• İSTANBUL
  • İMSAK
    00:00
    GÜNEŞ
    00:00
    ÖĞLE
    00:00
    İKİNDİ
    00:00
    AKŞAM
    00:00
    YATSI
    00:00
  • 0.0
  • 0.0
  • 0.0
Mehmet Koçak
Mehmet Koçak
TÜM YAZILARI

İstanbul Sözleşmesi’nin feshi sonrası tartışmalar

24 Mart 2021
A


Mehmet Koçak İletişim: [email protected]

… Uzun süren tartışmalar ve tepkilere sebep olan ‘İstanbul Sözleşmesi’nden Cumhurbaşkanı Sn. Erdoğan’ın onayı ile Türkiye resmen sözleşmeden çekilmiş oldu. 

Ancak, İstanbul Sözleşmesi’nden çekilme kararı, kadına şiddetle mücadeleden ödün olarak yorumlanmamalı.

Zira, hükümet mağduriyetlerin giderilmesi yönünde gerekli tedbirleri almıştır. 

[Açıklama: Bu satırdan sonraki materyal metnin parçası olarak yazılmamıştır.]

PR #130, opened 2019-01-12
CodeReview#2 of 5 (bullaku) from 10 (Balzan)

TaulantBullaku:
hello, I kindly ask you if you can do the codereview of my code inside ForumLogin.java


forum/src/main/java/unipd/se18/ocrcamera/forum/ForumLogin.java
```diff
@@ -0,0 +1,174 @@
...
+    private final String KEY_USERNAME = "username";
+
+    private EditText usernameEditText;
+    private EditText pwdEditText;
+    private Button loginButton;
+
+    private String userName;
+    private String userPwd;
+
+    private Login_VM viewModel;
```
BalzPit, line 68: The global variables are very well commented and easy to understand, except this one (viewModel). I had to look for its class in the other files to know what it was for.

forum/src/main/java/unipd/se18/ocrcamera/forum/ForumLogin.java
```diff
@@ -0,0 +1,174 @@
...
+             * user an error message, that is performed through the use of a toast
+             *
+             * @param message The error message about what was wrong with the login request
+             * @author Alberto Valente (g2), Taulant Bullaku (g2)
+             */
+            @Override
+            public void onLoginFailure(String message) {
+
+                if (message != null) {
+                    Toast.makeText(getContext(), message, Toast.LENGTH_LONG).show();
```
BalzPit, line 157: Here I can't really understand where the content of the String "message" comes from. Is it something in the "Login_VM" class? I didn't seem to find anything there though.

forum/src/main/java/unipd/se18/ocrcamera/forum/ForumLogin.java
```diff
@@ -0,0 +1,174 @@
...
+                userPwd = pwdEditText.getText().toString();
+
+                //Then the credentials are handed to the view model method to be checked
+                viewModel.loginToForum(getContext(), userName, userPwd);
+            }
+        });
+
+    }
+
+    public interface OnFragmentInteractionListener
```
BalzPit: I see that you initialized "mListener" at line 36 but it does not do anything. Does that TODO mean it's a work in progress or it just specifies what the method onFragmentInteraction should do? I also noticed there are three public interfaces with this same name on different classes of the code you sent me. Why is that? Could it be a good idea to write on another file and implement the interface in the classes? Maybe there's something i'm missing though.

BalzPit (commented):
The code is well written and easy to read. There are a few things I could't quite understand but it's probably because I didn't have the complete view of all the classes and their functions, maybe next time write a small summary of the general function of the class in the descriprion of the pull request. Being a newbie and having used Fragments in my code I also learned how to better and more safely create one.

forum/src/main/java/unipd/se18/ocrcamera/forum/ForumLogin.java
TaulantBullaku: thanks for the clarification, I will comment in more detail. thank you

İstanbul Sözleşmesi’ne paralel olarak, 6284 sayılı Ailenin Korunması ve Kadına Karşı Şiddetin Önlenmesine dair kanun yürürlüktedir.

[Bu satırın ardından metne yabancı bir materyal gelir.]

PR #131, opened 2019-01-12
Codereview#2 of 5 (Bullaku) from 13 (Pham)

TaulantBullaku:
hello, I kindly ask you if you can do the codereview of my code inside ForumLogin.java


forum/src/main/java/unipd/se18/ocrcamera/forum/ForumLogin.java
```diff
@@ -0,0 +1,174 @@
...
+
+    /**
+     * String used to indicate that no username has been passed
+     */
+    private final String LOG_NULL_USERNAME = "A NULL username passed through liveLoginResponse";
+
+    /**
+     * String used to indicate that no error message has been passed
+     */
+    private final String LOG_NULL_ERROR_MESSAGE = "A NULL error message passed through liveError";
```
frankplus, line 51: Maybe you did this to avoid hard coding, but I think that this is a little bit excessive and unnecessary for this reason: these are just log messages for the programmer and it is not visualized in any way by the user, moreover these strings are used just once in the code. It would be easier to put the message directly in the log, this way we can avoid going up and down reading the code.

Bu kanuna göre Türkiye’de kadına karşı yönelik şiddetin önlenmesine dair kanun ve şiddet gören kadınlara, fiziki koruma sağlamaktan, psikolojik mesleki ve hukuki desteğe, kreş imkanından, ikamet ve kimlik bilgilerinin değiştirilmesine kadar pek çok imkan tanıyor.

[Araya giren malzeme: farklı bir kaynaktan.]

PR #4, opened 2023-11-16
Add Formula ABC

egarciamendez:
## Description

Add Equation ABC needed as basis for all Equation types on Blueprints.

Fixes # 3


blueprints/codes/__init__.py
```diff
@@ -0,0 +1,56 @@
+"""Module for the abstract base class Equation."""
+from abc import ABC, abstractmethod
+
+
+class Equation(ABC):
```
bro-wi, line 5: A nice start, but as this is a quite essential class of our library I have An alternative proposol for the solution architecture of this. --> It is a bit hard to explain in this comment, so maybe we should have a small brainstorm session with a small amount of people:

### Proposal:

It is still a a 'mindgame' for me, but look at this idea, we can take this as a start:

Let's distinguise a 'variable' class and an "equation" class. 

The variable class is essentially a float in usage with extra attributes: a variable name, and a symbol and maybe even a description (because there are many "alphas" in the EC)

The equation class is a composition of multiple variables, it actually should act like a callable (function) because I think that is the most intuitive way of using it for a user the result of an equation: a variable. The equation class itself holds a symbolic reprensentation  (if you want to use it in a report) of the equation and things like: the source document, equation label etc.

The resulting variable stores the intermediate values of the variables, the actual equation object, the source, When we design the 'variable' as a "tree" [Composite design pattern]  the 'variable' should be able to keep track of a 'equation-pipe-line' (parent-child dependecies). By using recursion you should be able to reconstruct the complete intermediate results. I'm not sure yet if it is a problem if using a variable multiple times in different equations, maybe the child parent relationsship solves this right away.

It is a bit complex, but if we can do this correctly it would be a amazing feature that can create a complete report of a calculation without the user having any trouble doing this.

But as I said: this is only something that is spinning around in my mind. Let me know what you think. Happy to discuss this to take it to a higher level :-)

blueprints/codes/__init__.py
```diff
@@ -0,0 +1,56 @@
...
+    """
+    Abstract base class for equations used in the code.
+    """
+
+    @property
+    def equation_number(self) -> str:
```
bro-wi, line 11: I would suggest: equation_label or something, it is not always an actual 'number' in my opinion.

bro-wi, line 11: It seems that (by design) you didn't chain the property and abstractmethod here. My question: if the property is optionally anyway: why do we define it in the ABC? We can leave it out and use it in the actuall classes we use? Now You are poluting your documentation and intellisense suggestions with options that won't work.

bro-wi (commented):
I think A very nice start, but I have a proposol for the design of the class. I think we can really improve on the user experience, and because the object is very important for the rest of our library we have to make sure the design is right.

Also some minor comments on the abstract base class.

blueprints/codes/__init__.py
egarciamendez: Hey @bro-wi, I can imagine that it is hard to put this idea on words. I'm up for a small brainstorm somewhere this week (do you guys prefer business hours or nights?). I'm pretty much in line with you when you say we got to get this one right. :-)

blueprints/codes/__init__.py
egarciamendez: I have no particular preference on this one but last meeting most people went for equation_number

egarciamendez: You're right an equation should always have an equation_number and thus be an abstractmethod.

blueprints/codes/__init__.py
bro-wi: I'd prefer business hours, my nights are terrible at the moment (wait for it) :-p

some timeslots this week:

today: until 16.00
Wednesday: 9.00-14.00
Thursday: 9.00-14.00

egarciamendez: 11.30 today?
https://teams.microsoft.com/l/meetup-join/19%3ameeting_NzEzNGI0YTEtOGM0Yy00ZTgyLWFmOTAtYzgyZTdhNDA2ZDcy%40thread.v2/0?context=%7b%22Tid%22%3a%22bf5f4046-a1dc-4119-aa8a-bfb9fbf46271%22%2c%22Oid%22%3a%22b1980a8f-5dff-4ec7-b9f5-d95ea2af341d%22%7d

bro-wi: As discussed, I tried prototyping some stuff, 
 this is what I came up with:

# First of all:
IDEA: can we include the design decisions in the Issues? for example: why do we choose to use "Equation" as a name and not "Formula", the solution architecture and interface we choose to use etc. etc. 

I think it is good to have a discussions on those matters prior to coding, now we are discussing in a piece of code that is already done: it makes it hard to move directions.



# Proposals:
I know these proposals are incomplete and absolutely not on a polish level, but I quickly wanted to test de functionality without worrying about variable_names, structures etc --> this can be done when we choose the actual implementation.

## proposal 1: close to the curret implementation
In this proposal I kept it as close to the current impelemtation  with the extension that you are able to use a formula as input value.

Benefits:
- return types of methods are quite flexible to implement for each function
- design is quite simple

Downsides:
- using the result is quite counter intuitive (it is not a float or something: you must use class.result to use the actual result
- I don't like te use a class that is actually a function (But that is a matter of taste)

``` 
# ? Proposal 1, closest to current design
# TODO: Design choice: is it an Equation, Expression, Formula , Identity --> https://www.mathswithgraham.org.uk/?p=2873
class Formula:
    equation_label = "6.1"
    source_document = "EC15"

    def __init__(self, *, a: float | Self, b: float | Self, c: float | Self) -> None:
        self.a = a.result() if isinstance(a, Formula) else a
        self.b = b.result() if isinstance(b, Formula) else b
        self.c = c.result() if isinstance(c, Formula) else c
        self.vars = {"a": a, "b": b, "c": c}

    def result(self) -> float:
        return self.a + self.b + self.c

    def detailed_result(self) -> dict[str, Any]:
        calculation_steps = {
            "formula": f"X = a + b + c = {self.result()}    ({self.equation_label})"
        }

        for var, value in self.vars.items():
            if isinstance(value, Formula):
                calculation_steps[var] = value.detailed_result()
            else:
                calculation_steps[var] = value

        # optionally extend these results with specific intermediate results

        return calculation_steps


# when using this structure you can retrieve the complete "function pipeline"
x = Formula(a=1, b=3, c=3)
y = Formula(a=1, b=x, c=1)
y.equation_label = "6.2"  # changing the label for better traceable results
z = Formula(a=y, b=x, c=4)
z.equation_label = "6.3"

for formula in (x, y, z):
    print(f"detailed answer for {formula.equation_label}")
    print(json.dumps(formula.detailed_result(), indent=4))
    print(10 * "=")
```

## proposal 2: the function object acts like a float
In this proposal the function is acting like a float and the result can thus be used directly (i.o using class.result)

Benefits:
- design is quite simple
- usage of the result is intuitive and easy

Downsides:
- I don't like te use a class that is actually a function (But that is a matter of taste), but in this case it feels more like a function because you don't need the ".result" notation.
- when multiple return types are possible we have to create multiple objects (not sure if this actually happens)

``` 
# ? Proposal 2, Class where the formula is acting like a float so it can be used directly without using the .result() method.
class FormulaAsFloat(float):
    equation_label = "6.1"
    source_document = "EC15"

    def __new__(cls, *, a, b, c) -> Self:
        return float.__new__(cls, a + b + c)

    def __init__(self, *, a: float | Self, b: float | Self, c: float | Self) -> None:
        self.a = a
        self.b = b
        self.c = c
        self.vars = {"a": a, "b": b, "c": c}

    def detailed_result(self) -> dict[str, Any]:
        calculation_steps = {
            "formula": f"X = a + b + c = {self}    ({self.equation_label})"
        }

        for var, value in self.vars.items():
            if isinstance(value, FormulaAsFloat):
                calculation_steps[var] = value.detailed_result()
            else:
                calculation_steps[var] = value

        # Optionally extend these results with specific intermediate results

        return calculation_steps


# when using this structure you can retrieve the complete "function pipeline"
x = FormulaAsFloat(a=1, b=3, c=3)
y = FormulaAsFloat(a=1, b=x, c=1)
y.equation_label = "6.2"  # changing the label for better traceable results
z = FormulaAsFloat(a=y, b=x, c=4)
z.equation_label = "6.3"

for formula in (x, y, z):
    print(f"detailed answer for {formula.equation_label}")
    print(f"answer={formula}") #here you see that it acts like a float, we could even implement a __str__ method with units for the answer
    print(json.dumps(formula.detailed_result(), indent=4))
    print(10 * "=")
```


## proposal 3: using a function, but with function attributes

This one is not worked out properly yet, and i'm not really sure if this is what we want: but maybe it inspires someone else.
This could be an idea: It could work if we just want to create a function that outputs something and the function has function attributes with the equation_label and document--> on the "function-pipeline" part this takes a bit more work but generally the idea could be something like this:


``` 
class FunctionOutput(float):
    def __new__(cls, value, **kwargs) -> Self:
        return float.__new__(cls, value)

    def __init__(self, value, *, formula, detailed_results):
        self.formula = formula
        self.detailed_results = detailed_results


def formula_test(*, a, b, c):
    formula_test.label = "6.10"
    formula_test.source_document = "EC512540"

    return FunctionOutput(a + b + c, formula=formula_test, detailed_results="this")


result = formula_test(a=1, b=2, c=3)
print(result)
print(result.formula.label)
```

Just let me know what everybody else think, if these designs are undesirable we just ditch it, but In that case at least we have investigated multiple options.

bro-wi, line 5: Why dit we choose "Equation"? it doesn't seem corresponding to the definitions in math: https://www.mathswithgraham.org.uk/?p=2873

I'm happy to choose whatever name we want: but I think it is a good idea to document the design choice in the Issue #4  so we can look it up later and avoid later discussions.

egarciamendez: @bro-wi sharp!! In this case it should be Formula instead of Equation. I will change it 👌

egarciamendez: @bro-wi, great work on developing these proposals! You truly think outside the box :-)

I like the solutions presented in the first two proposals. I tried to improve upon them by adding a clear interface to all subclasses of `Formula`, using an Abstract Base Class (ABC). In this new design, the result method is specifically used to separate the logic when using the __new__ method, which helps in maintaining a clear structure and readability. What do you guys think @Blueprints-org/maintainers? I believe we're almost there.

Pros:
- Consistency: Ensures a standard structure for all formula subclasses.
- Separation of Logic: Distinctly separates calculation logic (result) from object instantiation (__new__).
- Flexible Implementation: Allows different calculation logic for various formulas.
- Intuitive Usage: Operates like a float, making it user-friendly. No need to use .result().
- Detailed Documentation: Supports comprehensive representation and documentation of formulas.

Cons:

- Complex for Simple Tasks: May be overly complex for basic calculations.
- Learning Curve: Could require additional time for new users to learn.
- Limited to Float Results: Primarily designed for float outputs, might need adjustments for other return types.


```python
from abc import ABC, abstractmethod
from typing import Any


class Formula(float, ABC):
    def __new__(cls, *args, **kwargs) -> 'Formula':
        result = cls.result(*args, **kwargs)
        return float.__new__(cls, result)

    @staticmethod
    @abstractmethod
    def result(*args, **kwargs) -> float:
        pass

    @abstractmethod
    def view_latex(self) -> str:
        pass

    @abstractmethod
    def source_document(self) -> str:
        pass

    @abstractmethod
    def equation_label(self) -> str:
        pass


class Form5Dot2SpecificFormula(Formula):
    equation_label = "5.2"
    source_document = "EC2 1992-1-1"

    def __init__(self, a: float, b: float, additional_param: float) -> None:
        self.a = a
        self.b = b
        self.additional_param = additional_param
        self.vars = {"a": a, "b": b, "additional_param": additional_param}

    @staticmethod
    def result(a: float, b: float, additional_param: float) -> float:
        """Main logica calculation to be performed."""
        return a + b + additional_param

    def view_latex(self) -> str:
        """One of the possible available methods to represent the formula."""
        return f"X = {self.a} + {self.b} + {self.additional_param} = {self}"


class Form7Dot8AnotherFormula(Formula):
    equation_label = "7.8"
    source_document = "EC2 1992-1-1"

    def __init__(self, q: float, p: float, r: float) -> None:
        self.q = q
        self.p = p
        self.r = r
        self.vars = {"q": q, "p": p, "r": r}

    @staticmethod
    def result(q: float, p: float, r: float) -> float:
        """Main logica calculation to be performed."""
        return (q + p) / r

    def view_latex(self) -> str:
        """One of the possible available methods to represent the formula."""
        return f"X = ({self.q} + {self.p}) / {self.r} = {self}"


# Example usage
form_5_2 = Form5Dot2SpecificFormula(a=1, b=3, additional_param=2)
form_7_8 = Form7Dot8AnotherFormula(q=1, p=form_5_2, r=2)
print(f"Result of form_5_2: {form_5_2}")  # Output will be the float result of the calculation
print(f"Result of form_7_8: {form_7_8}")  # Output will be the float result of the calculation
print(f"LaTeX representation of form_5_2: {form_5_2.view_latex()}")
print(f"LaTeX representation of form_7_8: {form_7_8.view_latex()}")

# Result of form_5_2: 6.0
# Result of form_7_8: 3.5
# LaTeX representation of form_5_2: X = 1 + 3 + 2 = 6.0
# LaTeX representation of form_7_8: X = (1 + 6.0) / 2 = 3.5

```

P.S>I'm aware I'm missing the chaining of detailed_results which I liked on your second proposal. I'm so sad a day has only 24 hours :-(

bro-wi: Haha, don't be sad!
I like your additions, and totally agree about separating initiation vs calculation.

Two suggestions:
1. I would suggest to change the ".result()" method into ".evaluate()" as your are performing an calculation. It feels more like an 'action': but it is a matter of taste.
2. we could consider to introduce a "Variable" class (also a float) with a "view_ latex" method (maybe even a unit?)  --> Then you can use that directly in the 'view_latex' method in the formula. That is possibly useful when multiple variables are used in multiple formula's (e.g. rho etc.). Maybe that is overkill for now...


I also agree on the cons, it is a bit complex for developing, (although when the ABC is already there, we already have taken care of that aspect). So we have to weigh if the pros against the cons.

About the the 'only-float' results. It is true, for some types it is doable (when we change the order of succesion [so the __new__ a the subclass) but:
if you would like to create a bool type it is not even possible: the boolean is not subclassable because it is a Singleton. https://mail.python.org/pipermail/python-dev/2002-March/020822.html

I cant really overview how often another return type (other than float) would occur... who can jump in on that?

egarciamendez: I agree, evaluate() instead of result() maybe makes more sense. Glad we're coming to a solution. I will work out the details and push them to this PR again. Hopefully we can start soon writing the Formulas :-)

egarciamendez: Done ;-)

johan-tuls:
Also using a @staticmethod for the evaluate method prevents ever using "self". So I wonder how you would like to apply certain intermediate values without duplicating logic. 
A property method isn't possible, so I assume all should be define inside the init as vars?

SZeltaat (commented):
Great work guys!
I really like the new structure. I guess every implementation has some pro's and con's. My only concern with this implementation is that it might prevent using units. See my comment on that.

blueprints/codes/formula.py
```diff
@@ -0,0 +1,62 @@
...
+
+class Formula(float, ABC):
+    """
+    Abstract base class for formulas used in the codes.
+    """
+
+    def __new__(cls, *args, **kwargs) -> "Formula":
+        """Method for creating a new instance of the class."""
+        result = cls.evaluate(*args, **kwargs)
+        return float.__new__(cls, result)
```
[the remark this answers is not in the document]
SZeltaat: I was just thinking! Could we use __call__ method instead of __new__ method? I know it would be a completely different approach, but it serves the same purpose of "not needing to call the evaluate method to get the result". I'm sure there will be downsides to that, but I can't think of one right now at the end of my work week! 😩 😉 
Please let me know if you need an example to be able to assess my suggestion.

blueprints/codes/formula.py
```diff
@@ -0,0 +1,62 @@
+"""Module for the abstract base class Formula."""
+from abc import ABC, abstractmethod
+
+
+class Formula(float, ABC):
```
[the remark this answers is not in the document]
egarciamendez: Good point @SZeltaat but I think we should stick to the mathematical definition because 'Formula' is supposed to be used on different types of codes and not only on the eurocodes.

blueprints/codes/formula.py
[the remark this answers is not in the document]
egarciamendez: Switching from __new__ to __call__ in Formula means shifting from customizing object creation to defining behavior when an instance is used like a function. This changes usage to a two-step process (create, then call) and is unsuitable for immutable types like float, where value setup happens at instantiation. Essentially, __call__ makes instances function-like, diverging from the instantiation customization achieved with __new__, which is necessary for extending float.

blueprints/codes/formula.py
```diff
@@ -0,0 +1,62 @@
...
+    """
+    Abstract base class for formulas used in the codes.
+    """
+
+    def __new__(cls, *args, **kwargs) -> "Formula":
```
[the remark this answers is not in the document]
egarciamendez: afbeelding
That change would return an error.

blueprints/codes/formula.py
```diff
@@ -0,0 +1,62 @@
+"""Module for the abstract base class Formula."""
+from abc import ABC, abstractmethod
```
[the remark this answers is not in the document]
egarciamendez: The 'Formula' class serves as an abstract base class, designed primarily to define an interface for all Formula subclasses within Blueprints. Simultaneously, it behaves similarly to a float. Therefore, annotating it as 'Formula' instead of 'float' in other contexts may not be a desirable situation.

blueprints/codes/formula.py
```diff
@@ -0,0 +1,62 @@
...
+    @property
+    @abstractmethod
+    def source_document(self) -> str:
+        """Property for the source document.
+
+        Returns
+        -------
+        str
+            The reference to the document where the formula originates.
+            This is an abstract method and must be implemented in all subclasses.
```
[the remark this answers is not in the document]
egarciamendez: I have added some examples to the docstrings.

blueprints/codes/formula.py
```diff
@@ -10,7 +10,28 @@ class Formula(float, ABC):
...
-        return float.__new__(cls, result)
+        instance = float.__new__(cls, result)
+        instance._initialized = False
+        return instance
+
+    def __init__(self, *args, **kwargs):
+        super().__init__(*args, **kwargs)
+        self._initialized = True
+
+    def __setattr__(self, name, value):
```
egarciamendez, line 21: @bro-wi Thanks for the idea.

blueprints/codes/formula.py
```diff
@@ -0,0 +1,62 @@
...
+        Returns
+        -------
+        dict
+            The detailed result of the formula.
+            Keys are strings representing the name of the partial or intermediate result.
+            Values types will depend on the specific implementation, but must be a serializable type.
+        """
+        raise NotImplementedError
+
+    @staticmethod
```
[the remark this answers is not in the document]
johan-tuls: After a second thought, this would enforce strict copying of the original formula. So that helps in consistancy. So static method is fine. However the API of this method is than equal to the init. So i Suggest the docstring of the init is leading and the evaluate only contains the logic to evaluate without a detailed docstring (which is already present in the init)

johan-tuls (approved):

bro-wi (approved):
Good discussions, I'm enjoying it. 

I think this is ready to go! 🚀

Yani biz, 6284 sayılı kanunun yanında inanç, kültür, örf ve geleneklerimiz ve değerlerimizi dikkate alarak, Ailenin Korunması ve Kadına Karşı Şiddetin Önlenmesini sağlayıcı ilave kanunlar çıkarmak üzere yasal düzenlemeler yapılmak üzere hazırlıklar başlattık.

Bu gerçekler dikkate alındığında uygulamalardaki eksikleri giderecek ilave kanunlar çıkarılarak bu sorunu aşma veya milimize etme imkanına sahip olduğumuza göre, toplumda bölünmelere yol açan ve bize dayatılan sözleşmelere kendimizi bağlamak zorunda değiliz ve de olmamalıyız.

Şimdi gelelim “itirazlar neden yapılıyor?” sorusuna.

2011’de imzaya açılan ve 2014’te yürürlüğe giren İstanbul Sözleşmesi’nin kısa özetine bakıldığında, “kadına yönelik her türlü şiddetin önlenmesi, şiddetten mağdur olan kişilerin korunması, suçluların cezalandırılması izah ediliyor. 

Ayrıca, sözleşme, taraf devletin özellikle şiddete uğrayan kadınların korunması için bütünlüklü bir dizi önlem almasını şart koşuyor.

İşin bu kısmına kimse karşı değil ve de olamaz.

Ancak, sözleşmede bu tarifin dışında bizim açımızdan kabulü mümkün olmayan birçok madde var.

Zira, Türk aile yapısını zedelediğinin ve eşcinselliği normalleştirmenin yanında cinsiyet tercihinin ayrıntılarında insani, ahlaki ve namus anlayışını zorlayıcı dayatmalar dikkat çekmektedir.

Ayrıca bu sözleşmeyi esas alarak sokaklara taşan ahlaksız davranışlarla toplumu rahatsız eden cinsel ifadeler içeren pankartlar ile yapılan bazı etkinlikler ise toplumu germiştir.

Şimdiye kadar görülmeyen bu eylemlerin gerçekleştirilmesi sonrasında ise sözleşme tekrar gündem oldu.

Nitekim; İstanbul Sözleşmesi’ne yönelik itirazların iki temel sebebi var.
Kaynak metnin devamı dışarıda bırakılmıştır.